I respectfully maintain that special needs kids are a large burden because of their special needs and most of the teachers in the public schools are simply not equipped to deal with them properly. It takes special training and desire as well as a properly equipped teacher and classroom setting to deal with special needs. Just installing a ramp doesn’t come close to addressing all the needs and it is a mistake to expect so much from a regular classroom teacher. It is additionally not fair to the special needs child or the rest of the class. It is an unrealistic expectation on a pare with the Emperor’s New Clothes and does a disservice to the SN child to say “You’re fine, you should go to a “normal” classroom as if there were a stigma attached to going to a special needs facility. There isn’t. It’s wrong for the parent to think of it that way, and deprives the child of a better education because of it. It also places a burden on the teacher who isn’t trained for this which is unfair, short sighted, and narrow minded.

Kayak8's avatar

I have worked with case managers and case workers for over 20 years. For the purpose of developing a character, I would specify if they are a case worker (typically high school education in my state) or a case manager (either a nurse or a licensed social worker depending). Many case managers specialize (discharge planning from a hospital or work with a specific disease state while others don’t).

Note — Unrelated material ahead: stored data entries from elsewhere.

PR #1997, opened 2026-04-08
fix: disallow /chants/ and /sources/ in robots.txt

liampond:
Googlebot was hammering `/chants/` and `/sources/` — the two highest-traffic
endpoints — because they were not listed in `robots.txt`. `/chants/` without a
`source` query parameter was also throwing `BadRequest` errors on every hit.

Added `Disallow: /chants/` and `Disallow: /sources/` to `robots.txt`.


liampond:
Wrong branch

Issue #694, opened 2019-07-30
95% of DHT find provider requests are trying to find relays


Stebalien:
When combined with the issues outlined in https://github.com/libp2p/go-libp2p-kad-dht/issues/146, this is spamming the network. Worse, we're doing this _constantly_.

Every 15 minutes, if we're connected to fewer than 5 relays, we search for relays ~5~ *3* times until we give up, waiting 30s between each search.

That means:

1. 30 seconds searching, 30 seconds waiting. 5 times (5 minutes).
2. 10 minutes waiting.

That means that a full _third_ of the network (assuming they have auto-relay enabled) is asking for this key at any given time unless they happen to find ~5~ *3* stable nodes.

---

Key issues:

* Requiring 5 is probably too many.
* This module makes _no_ effort to differentiate between stable/unstable relays. This means that crappy relays with low connection limits could get picked repeatedly, causing relay users to constantly have to try to find more relays.

Stebalien:
For now, let's just hard-code a set of relays and turn this off.

vyzo:
It tries to find 3 relays, but we can reduces this to 1 or 2.

vyzo:
And yeah, it should try to estimate relay stability to pick good relays.

Stebalien:
> It tries to find 3 relays, but we can reduce this to 1 or 2.

Ah, got it. It just tries 5 times. I'm pretty sure one of the issues here is that there are groups running relays with low connection limits. That's why we need to make sure we pick a stable relay.

In the mean-time, I'd like to switch to hard-coded relays.

vyzo:
I don't think hard-coded relays are a very good idea, we can't just route all the traffic to our 3 medium relays and call it day. Who else is a stable relay operator? 
I think it's better to try and estimate relay stability and pick accordingly.

Stebalien:
The current issue is both stability _and_ https://github.com/libp2p/go-libp2p-kad-dht/issues/146. I'm not kidding when I say that 95% of the DHT requests are trying to find relays.

vyzo:
This is a problem indeed, but hard-coding relays doesn't seem like the right solution. What relays to hard code? We don't have operating guidelines or known relay operators we can contact, and we (as pl) can't run enough relays to support the entire network.

Stebalien:
[...]

PR #705, opened 2019-08-16
options to configure static relays for autorelay

vyzo:
So that we can avoid hitting the DHT; also changes the desired relays parameter to 1 (from 3).
See #694

### DIFF
--- a/options.go
+++ b/options.go
@@ -17,6 +17,7 @@ import (
 	circuit "github.com/libp2p/go-libp2p-circuit"
 	config "github.com/libp2p/go-libp2p/config"
 	bhost "github.com/libp2p/go-libp2p/p2p/host/basic"
+	autorelay "github.com/libp2p/go-libp2p/p2p/host/relay"
 
 	filter "github.com/libp2p/go-maddr-filter"
 	ma "github.com/multiformats/go-multiaddr"
@@ -251,19 +252,15 @@ func EnableAutoRelay() Option {
 // discover relays
 func StaticRelays(relays []peer.AddrInfo) Option {
 	return func(cfg *Config) error {
-		cfg.StaticRelays = relays
+		cfg.StaticRelays = append(cfg.StaticRelays, relays...)
 		return nil
 	}
 }
 
-// DefaultRelays configures the static relays to use the known PL-operated relays
-func DefaultRelays() Option {
+// DefaultStaticRelays configures the static relays to use the known PL-operated relays
+func DefaultStaticRelays() Option {
 	return func(cfg *Config) error {
-		for _, addr := range []string{
-			"/ip4/147.75.80.110/tcp/4001/p2p/QmbFgm5zan8P6eWWmeyfncR5feYEMPbht5b1FW1C37aQ7y",
-			"/ip4/147.75.195.153/tcp/4001/p2p/QmW9m57aiBDHAkKj9nmFSEn7ZqrcF1fZS4bipsTCHburei",
-			"/ip4/147.75.70.221/tcp/4001/p2p/Qme8g49gm3q4Acp7xWBKg3nAa9fxZ1YmyDJdyGgoG6LsXh",
-		} {
+		for _, addr := range autorelay.DefaultRelays {
 			a, err := ma.NewMultiaddr(addr)
 			if err != nil {
 				return err
--- a/options.go
+++ b/options.go
@@ -10,6 +10,7 @@ import (
 	"github.com/libp2p/go-libp2p-core/connmgr"
 	"github.com/libp2p/go-libp2p-core/crypto"
 	"github.com/libp2p/go-libp2p-core/metrics"
+	"github.com/libp2p/go-libp2p-core/peer"
 	"github.com/libp2p/go-libp2p-core/peerstore"
 	"github.com/libp2p/go-libp2p-core/pnet"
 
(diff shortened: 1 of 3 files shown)


albrow:
Does the `StaticRelays` option mean that those are the *only* relays that can be used? Ideally, for our network we would like to use static relays to reduce the time to first connection but we still want to discover other relays over time. Otherwise our dedicated relay hosts would be overworked.

vyzo:
With this patch yes, when specified only those will be used.
Perhaps we should have a fallback to the DHT, but the issue is that we are having excessive DHT traffic because of autorelay.

vyzo:
ping @Stebalien

vyzo:
Moving forward we also want to use relays discovered by passive discovery (when the option `circuit.OptDiscovery` is specified).

options.go
```diff
@@ -245,6 +246,39 @@ func EnableAutoRelay() Option {
...
+	}
+}
+
+// DefaultRelays configures the static relays to use the known PL-operated relays
+func DefaultRelays() Option {
+	return func(cfg *Config) error {
+		for _, addr := range []string{
+			"/ip4/147.75.80.110/tcp/4001/p2p/QmbFgm5zan8P6eWWmeyfncR5feYEMPbht5b1FW1C37aQ7y",
+			"/ip4/147.75.195.153/tcp/4001/p2p/QmW9m57aiBDHAkKj9nmFSEn7ZqrcF1fZS4bipsTCHburei",
+			"/ip4/147.75.70.221/tcp/4001/p2p/Qme8g49gm3q4Acp7xWBKg3nAa9fxZ1YmyDJdyGgoG6LsXh",
```
raulk: Can we have these multiaddrs in a global var? You can initialize them with an IIFE, or in an init function.

p2p/host/relay/autorelay.go
```diff
@@ -48,12 +50,13 @@ type AutoRelay struct {
 	cachedAddrsExpiry time.Time
 }
 
-func NewAutoRelay(ctx context.Context, bhost *basic.BasicHost, discover discovery.Discoverer, router routing.PeerRouting) *AutoRelay {
+func NewAutoRelay(ctx context.Context, bhost *basic.BasicHost, discover discovery.Discoverer, router routing.PeerRouting, static []peer.AddrInfo) *AutoRelay {
```
raulk: This starts screaming "functional options".

p2p/host/relay/autorelay.go
```diff
@@ -245,6 +248,10 @@ func (ar *AutoRelay) connect(ctx context.Context, pi peer.AddrInfo) bool {
 }
 
 func (ar *AutoRelay) discoverRelays(ctx context.Context) ([]peer.AddrInfo, error) {
+	if len(ar.static) > 0 {
```
raulk: I don't think setting static relays should be exclusive from dynamic relay discovery. You probably want static relays for a speedier bootup, but as you dynamically discover relays, you should preferentially switch to those.

raulk: I see that @albrow expected the same thing: https://github.com/libp2p/go-libp2p/pull/705#issuecomment-522708344

options.go
vyzo: sure.

p2p/host/relay/autorelay.go
vyzo: *shrug*

p2p/host/relay/autorelay.go
vyzo: This defeats the purpose; the main impetus for the static relay configuration is to avoid hitting the DHT _altogether_.
We might want to leverage passive discovery with `CanHop` in the relay module, but I don't think it's a good idea to have both static relays _and_ hit the dht.

p2p/host/relay/autorelay.go
vyzo: it's not really user visible, so it doesn't offer much in terms of ergonomics.

vyzo:
Updated to use a global variable in the autorelay module for the default relays; also renamed the `DefaultRelays` to `DefaultStaticRelays` and made `StaticRelays` append instead of overwriting.

Stebalien:
Agreed. Static relays are really just an emergency measure until we can implement a better system.

RubenKelevra:
> Agreed. Static relays are really just an emergency measure until we can implement a better system.

How about flipping the process, having a node subscribe to pubsub when they need a relay.

All nodes which offer the relay service will send a message on this pubsub on how many connections they can accept.

The number is multiplied with a number x like 0.01 in the beginning.

On connection to the relay we send a 'request' for relay services. When the relay is already full, it will send a deny message and close the connection.

On each failure to connect to a relay, the number x is cut down in half, to simply estimate the 'load' on all the relays.

After a random period between 30 and 600 minutes the number x is multiplied by 2 again.

Stebalien:
We should advertise relays through pubsub (and maybe even just have relays advertise other relays). However, there's still the issue of reputation.

RubenKelevra:
@Stebalien I think that's an issue for another time. I think it's best to just replace the DHT method with something that's responding dynamically to the network size, by lowering the connection attempts.

The optimal solution for fixing this would be to add peers in a Web Of Trust fashion and allow 'friends' to use the relay function.

We could also hold those connections all the time and bootstrap with the friend connections first, instead of the static IPs and domains we currently use.

Stebalien:
I'm not sure if that's an issue we _can_ punt on. It takes a bit of effort to attack the DHT. It would take very little effort to add enough bad relays to affect the network.

We don't really need a full WoT system, even just something that verifies that a relay is doing the right thing would be enough. For example, some way to ask other peers to dial back through the relay and verify that it's working.

RubenKelevra:
@Stebalien if we change the amount of desired relays back to 3, we could check each of those relays by requesting some data:

One relay is asked to provide some random stuff, and we request it thru both other relays.

We cycle this thru all 3 relays to confirm all relays are working fine.

---

Another possibility is to request everything round robin thru the 3 relays, and if we identify a relay which is sending data which doesn't match the checksums for example, we drop that connwc and create a new one.

p2p/host/relay/autorelay.go
```diff
@@ -48,12 +57,13 @@ type AutoRelay struct {
...
 }
 
-func NewAutoRelay(ctx context.Context, bhost *basic.BasicHost, discover discovery.Discoverer, router routing.PeerRouting) *AutoRelay {
+func NewAutoRelay(ctx context.Context, bhost *basic.BasicHost, discover discovery.Discoverer, router routing.PeerRouting, static []peer.AddrInfo) *AutoRelay {
 	ar := &AutoRelay{
 		host:       bhost,
 		discover:   discover,
 		router:     router,
 		addrsF:     bhost.AddrsFactory,
+		static:     static,
```
aschmahmann: @vyzo I know I'm late to the party here, but this felt a bit small for an issue.

Why did we bother changing the constructor and using a `[]Addr.Info` here instead of just creating a `Discoverer` implementation that returns a the static list?

Sure it can be more efficient to use the slice, but now we have this thing we're going to be stuck removing.

PR #710, opened 2019-08-25
use TLS by default, secio as a fallback

marten-seemann:


.travis.yml
```diff
@@ -4,7 +4,7 @@ os:
 language: go
 
 go:
-  - 1.11.x
+  - 1.12.x
```
marten-seemann: We need TLS 1.3, which was added in Go 1.12.

marten-seemann:
Makes sense.
What's the threshold for rolling this out, considering that selecting TLS will save peers one network round trip if both of them support it, whereas falling back to secio will cost one network round trip?

raulk:
Besides the RTT tradeoffs, we need to characterise handshake cost (CPU, memory, allocs, etc.) and ongoing AEAD costs once the secure channel is established. A good test case for our fancy new testbed.

marten-seemann:
> I'd like to wait for ~90%, but I don't feel strongly about this. No latter than October and probably in go-ipfs 0.5.0 (the next feature release).

@Stebalien I rebased and updated the PR. Do you think we can merge this now?

Stebalien:
Let's set it as the default in testground first. I'm worried that https://github.com/libp2p/go-libp2p-tls/pull/37 will be problematic for switching to TLS by default.

marten-seemann:
Isn’t that one fixed?

Stebalien:
Yes, but that fix hasn't been released. If we _dial_ one of these nodes with the TCP transport, we could connect then have the connection closed (by the remote peer) out from under us.

Stebalien:
We will do this. At a _minimum_, we need to support TLS by default, even if it's not _the_ default.

raulk:
We won't be defaulting to TLS, as that would introduce an interoperability tax.

PR #717, opened 2019-09-04
Add Filters option

albrow:
The new `Filters` option allows users to take ownership of the `Filters` struct and is suitable for cases where the addresses you want to accept/deny can change over time. We're using it in [0x Mesh](https://github.com/0xProject/0x-mesh) to implement IP-based rate-limiting/banning (see https://github.com/0xProject/0x-mesh/pull/392).

### DIFF
--- a/options.go
+++ b/options.go
@@ -246,7 +246,8 @@ func EnableAutoRelay() Option {
 }
 
 // FilterAddresses configures libp2p to never dial nor accept connections from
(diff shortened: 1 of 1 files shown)


albrow:
Ping @raulk.

raulk:
Thanks for this! Requesting a sanity check from @stebalien and @bigs.

PR #726, opened 2019-09-20
Add bridged chats

swedneck:


swedneck:
Well that's up to you, i just want people to be aware that you don't need IRC to access the libp2p chat. Only linking to IRC in README's can easily make people think it's the only option.

PR #735, opened 2019-10-31
Added utp transport

Jorropo:
Blocked: libp2p/go-utp-transport#5

Still need to be rebased with the correct go.mod when libp2p/go-utp-transport newer version is released.
I added in default and not in ipfs/go-ipfs because it was here in the past (see c441a14b693d7316700caae2ead204d7de770dd3).


Stebalien:
The downstream repo has been archived. At one point, UTP was going to be our UDP transport, but since QUIC has landed this transport no longer fills a niche.

PR #740, opened 2019-11-05
Identify: Make activation threshold configurable

hsanjuan:
Also: fix the comments and try to explain how the activation/aliveness of
addresses happen (and write the correct defaults)


hsanjuan:
Thankity thanks

PR #746, opened 2019-11-21
Fix #745.

### LINKED ISSUE #745: Need to know if a stream handler was set.
I'm making a new test protocol, `webrtc-aside` the goal is to use any stream and upgrade it to webrtc, (it simply use stream for sdp exchange) so it would be instantly compatible with relay, ws, ...

The only problem is finding stun server but I'm still thinking to it.

The problem is if 2 listen are made the second one overide the first (stalling the first, (and a close of the first would stall the second)) but I want listen to return an error if there is already an stream handler.
So I want `AddHandler` (or a new func `AddHandlerSafe` avoiding a refactor) to return error if there is already an stream set (and not setting the new handler).
It also need to be TOCTOU free, so adding a func `IsHandlerSet` might be usefull else where but not in this case.

Jorropo:
Closes #745.

Still need to be rebased with correct multistream and yamux version.

### DIFF
--- a/p2p/host/basic/basic_host.go
+++ b/p2p/host/basic/basic_host.go
@@ -398,6 +398,24 @@ func (h *BasicHost) SetStreamHandler(pid protocol.ID, handler network.StreamHand
 	})
 }
 
+// Same as `SetStreamHandler` but return an error if there was already an
+// handler.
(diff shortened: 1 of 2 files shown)


Jorropo:
As @Stebalien says, its impossible to correctly match `SetStreamHandlerMatchSafe` currently.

The biggest thing I have noticed over the years, is that case managers (and case workers) don’t make much money. As such, you typically attract folks new to their field (who are ok with the entry level wage). Many have the best intentions and very little life experience. For example, I have seen a 25 year old trying to tell a 50 year old former stock broker about how to do his budget (it didn’t go over well). In many instances, the case manager/worker is charged with assisting people with some basic aspects of activities of daily living. Some of this you can learn from a book of theoretical models, but much of it is gleaned from living a lot of days.

If your character is a social worker, there is the National Association of Social Workers (NASW) booklet on ethics. Therein are some fundamental principles of the profession. You could have a very interesting element in the story of a young social worker in conflict with an element of social work ethics. One I have seen play out many times is in the area of dual relationships (e.g., I am the social worker and you are my client, but now this is bleeding over into a friendship and the lines are starting to blur).

Social workers are typically divided into clinical (those who see clients) and administrative (those who supervise other case managers or programs). They have different types of training depending on the specialty.